Masstige is a marketing term meaning downward brand extension. The word is a portmanteau of the words mass
and prestige and has been described as "prestige for the
masses". Ajay Kumar, Justin Paul and Anandakuttan Unnithan defined masstige marketing as "A marketing strategy which envisages to make brands prestigious while retaining its affordability for the mass consumers, by grounding in product and promotion strategies, and keeping prices relatively high". Michael Silverstein and Neil Fiske introduced the term 'Masstige', Justin Paul developed the concept, introduced a scale to measure it and popularised it in his articles in 2015, 2018 and 2019.

The term was introduced by Michael Silverstein and Neil Fiske in their book Trading Up and Harvard Business Review article "Luxury for the Masses". Masstige products are defined as "premium but attainable", and there are two key tenets: (1) They are considered luxury or premium products and (2) They have price points that fill the gap between mid-market and super premium. 

Silverstein and Fiske cite several examples:

 Bath and Body Works Lotion that sells for  versus .
 Pottery Barn housewares that are considered premium but are widely available at attainable price points well below super premium brands.
 Kendall-Jackson Wines that entered the market at $5 per bottle versus the standard $2 per bottle.
 Porsche Boxster

Several other examples of masstige brand positioning have been proposed by Truon, McColl, and Kitchen include:

 BMW 1 Series for $19,000 vs. traditional BMW sedans for $50,000
 Armani Jeans for $100 vs. Armani Haute Couture for $900
 Tag Heuer Formula 1 for $550 vs. Tag Heuer Link for $4,000
Other brands which are established as masstige brand by research includes:

 iPhone, Louis Vuitton, Gucci

History
According to the Oxford Dictionary Online,  the term originated during the 1990s. It was then popularized in 2003 by Michael Silverstein and Neil Fiske in their book Trading Up and Harvard Business Review article "Luxury for the Masses". Masstige' movement gains steam" by Moly Prior characterizes the product trends for the health and beauty care industries with the term.  Since 2003, the marketing strategy of masstige has been used by numerous consumer goods industries that include premium level products.

Early Research on Masstige 
Michael Silverstein and Neil Fiske's article published in Harvard Business Review in 2003 is the first main frame research article published around masstige. This article has popularised the concept among researchers and enticed others to add to understanding towards masstige. Silverstein and Fiske emphasised on the premium but attainable notion for masstige products.
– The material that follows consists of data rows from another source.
PR #1330, opened 2021-06-23
[losslayer] Update loss layer with LayerV2 design @open sesame 07/05 16:40

kparichay:
Update loss layer with LayerV2 design.


nntrainer/layers/loss/loss_layer.cpp
```diff
@@ -0,0 +1,38 @@
+/**
+ * Copyright (C) 2020 Samsung Electronics Co., Ltd. All Rights Reserved.
+ *
+ * Licensed under the Apache License, Version 2.0 (the "License");
```
zhoonit, line 4: using spdx?

nntrainer/app_context.cpp
```diff
@@ -255,6 +256,19 @@ static void add_default_object(AppContext &ac) {
   ac.registerFactory(nntrainer::createLayer<PermuteLayer>, PermuteLayer::type,
                      LayerType::LAYER_PERMUTE);
 
+  /** register losses */
+  ac.registerFactory(nntrainer::createLayer<MSELossLayer>, MSELossLayer::type,
+                     LayerType::LAYER_LOSS_MSE);
+  ac.registerFactory(nntrainer::createLayer<CrossEntropyLossLayer>,
```
zhoonit, line 262: Wonder if we need to keep CrossEntropyLossLayer

nntrainer/graph/network_graph.cpp
```diff
@@ -265,8 +269,9 @@ int NetworkGraph::addLossLayer(const LossType loss_type) {
 
   auto const &updated_last_node = getSortedLayerNode(graph.size() - 1);
 
-  std::shared_ptr<LayerNode> lnode = createLayerNode(LossLayer::type);
-  lnode->setLossType(updated_loss_type);
+  // FIXME: fixme
```
zhoonit, line 271: Maybe comment missing?

nntrainer/graph/network_graph.cpp
```diff
@@ -214,16 +216,18 @@ int NetworkGraph::realizeMultiOutputType(
...
  * layer and the there is only one loss, this assumption is not true
  */
-int NetworkGraph::addLossLayer(const LossType loss_type) {
+int NetworkGraph::addLossLayer(const std::string &loss_type) {
   int status = ML_ERROR_NONE;
   auto const &last_node = LNODE(graph.getSortedNode(graph.size() - 1));
   auto last_layer_node = getSortedLayerNode(graph.size() - 1);
 
   if (last_layer_node->requireLabel()) {
+    if (last_layer_node->getType() != loss_type)
```
zhoonit, line 224: istrequal here?

nntrainer/app_context.cpp
zhoonit: Maybe we need as cross entropy can be the last layer

nntrainer/graph/network_graph.cpp
zhoonit: Case handling for cross entropy might be needed here.

nntrainer/graph/network_graph.cpp
```diff
@@ -236,9 +240,9 @@ int NetworkGraph::addLossLayer(const LossType loss_type) {
   /// @todo enable this
   /// if (num_layer_that_requires_label > 2) { return error; }
 
-  LossType updated_loss_type = loss_type;
+  std::string updated_loss_type = loss_type;
 
-  if (updated_loss_type == LossType::LOSS_ENTROPY) {
+  if (updated_loss_type == CrossEntropyLossLayer::type) {
```
zhoonit, line 244: istrequal here?

nntrainer/graph/network_graph.cpp
```diff
@@ -363,13 +368,14 @@ int NetworkGraph::checkCompiledGraph() {
...
   /** First layer cannot be activation, batch normalization or loss */
   const std::string &type = l->getType();
-  if (istrequal(type, ActivationLayer::type) ||
-      istrequal(type, BatchNormalizationLayer::type) ||
-      istrequal(type, LossLayer::type)) {
-    ml_loge("%s cannot be the first layer, type: %s", l->getName().c_str(),
-            type.c_str());
-    return ML_ERROR_INVALID_PARAMETER;
-  }
+  // FIXME: why such restriction exists
```
zhoonit, line 370: I think this was related to support Inplace

nntrainer/layers/entropy_layer.h
```diff
@@ -0,0 +1,110 @@
...
+enum class LossType {
+  LOSS_MSE,             /** Mean Squared Error */
+  LOSS_ENTROPY,         /** Cross Entropy */
+  LOSS_NONE,            /** No loss for this model */
+  LOSS_ENTROPY_SIGMOID, /** Cross Entropy amalgamated with sigmoid for stability
+                         */
+  LOSS_ENTROPY_SOFTMAX, /** Cross Entropy amalgamated with softmax for stability
+                         */
+  LOSS_UNKNOWN          /** Unknown */
+};
```
zhoonit: Can we delete this?

nntrainer/app_context.cpp
kparichay: Cross is opened with the APIs, so it kept. This layer can be created and added, but cant be finalized.
This must be merged with appropriate activations for it work.

nntrainer/layers/loss/loss_layer.cpp
kparichay: this was old code, but updated.

nntrainer/graph/network_graph.cpp
kparichay: removed.

nntrainer/graph/network_graph.cpp
kparichay: This is adding restriction on the first layer. If the user wants it, let them place it. 
Support inPlace should not be affected with this. 
Support inPlace must adjust itself than restricting the model architectures.

kparichay: Removed the commented code.

nntrainer/layers/entropy_layer.h
kparichay: done.

nntrainer/graph/network_graph.cpp
kparichay: > Case handling for cross entropy might be needed here.

You mean for cross vs cross_softmax/sigmoid? 
In the current code, the existing loss layer is a layer added by the user to the model in model description or the API. Below are some scenarios:
1. Already added = cross, loss_type = cross - PASS
2. Already added = cross_sigmoid, loss_type = cross - FAIL as the behavior of the two scenrios become different (in the former case, last layer before loss can be any layer, but for latter case, the previous layer must be sigmoid/softmax).

nntrainer/graph/network_graph.cpp
kparichay: done.

nntrainer/graph/network_graph.cpp
kparichay: > istrequal here?

done.

zhoonit: Thanks for the explanation.

Even for case 1. Isn't it invalid parameter?

since added cross but trying to add another cross after it, something like below?

```cpp
if(last_layer.requireLabel()) {
 return loss_string.empty() ? OK : ERROR
}
```

kparichay: I understand now. You prefer treating setting loss twice as an error.
This is being handled with @lhs8928 when he support multiple losses.
This PR just provides a temporary handling for it.

zhoonit: Cool :)

zhoonit (approved):
LGTM

jijoongmoon (approved):
LGTM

They gave multiple examples including Bath and Body works body lotion, Coach, BMW 325 range, Tiffany, Burberry for masstige brands based on the price these brands were offering. After this article, major break happened when Justin Paul proposed a scale to measure masstige score. Justin Paul gave a ten item scale to measure masstige score and it was called Masstige Mean Score Scale. Justin Paul later in 2018 proposed masstige equation: Price = f(Mass Prestige) and Mass Prestige = f(Promotion, Place, Product/Services). In 2019, Justin Paul gave a theoretical model for masstige marketing. A hexagon model was developed in this research to suggest the measures of creating masstige among consumers.  In 2020, Ajay Kumar, Justin Paul and Anandakuttan Unnithan, came up with a review article which covers the evolution of masstige marketing and proposed the definition of masstige. They also proposed a continuum which positions and differentiates the masstige marketing from other constructs and explains it in terms of price, consumer income, consumption, brands, and markets. This review article discusses all the major research studies carried out on masstige till 2020.

Masstige market positioning
Kitchen, a reasonable equilibrium between perceived prestige and price premium is critical to an effective masstige strategy.  That is to say that masstige brand positioning for the consumer is to develop the brand as a premium, or
reasonable level of perceived prestige yet whose price point is similar to middle-range brands as outlined in the diagram below.

New luxury brands are closer to traditional brands in terms
of prestige, however in terms of price they are closer to middle range brands. Established brands command a premium at 3.1 times more expensive than new luxury brands (masstige positioning), and new luxury brands only sold for 2.2 times more than middle range brands. In terms of perceived prestige, the ratio of traditional luxury brands and new luxury brands was 1.14, while the ratio of new luxury brands and middle-range brands was 1.74. Those brands that employed masstige positioning strategy effectively differentiated themselves from middle range brands in terms of perceived prestige, and yet maintained a reasonable price premium to target middle range customers.

Brand dilution
It has been suggested that luxury marketers thinking about developing their own masstige strategies should be aware of the possibility for brand dilution. To avoid this, it is suggested that adequate price premiums are maintained and access is limited to middle class consumers as brand dilution tends to occur when purchases from middle class consumers becomes frequent or habitual.  The more available a product is the less prestigious its perception.  Luxury marketers should also focus on developing a prestigious environment around the brand by advertising in glamorous magazines and prestigious stores, and holding seasonal fashion shows so that the brand appeals to consumers as an "aspirational" brand.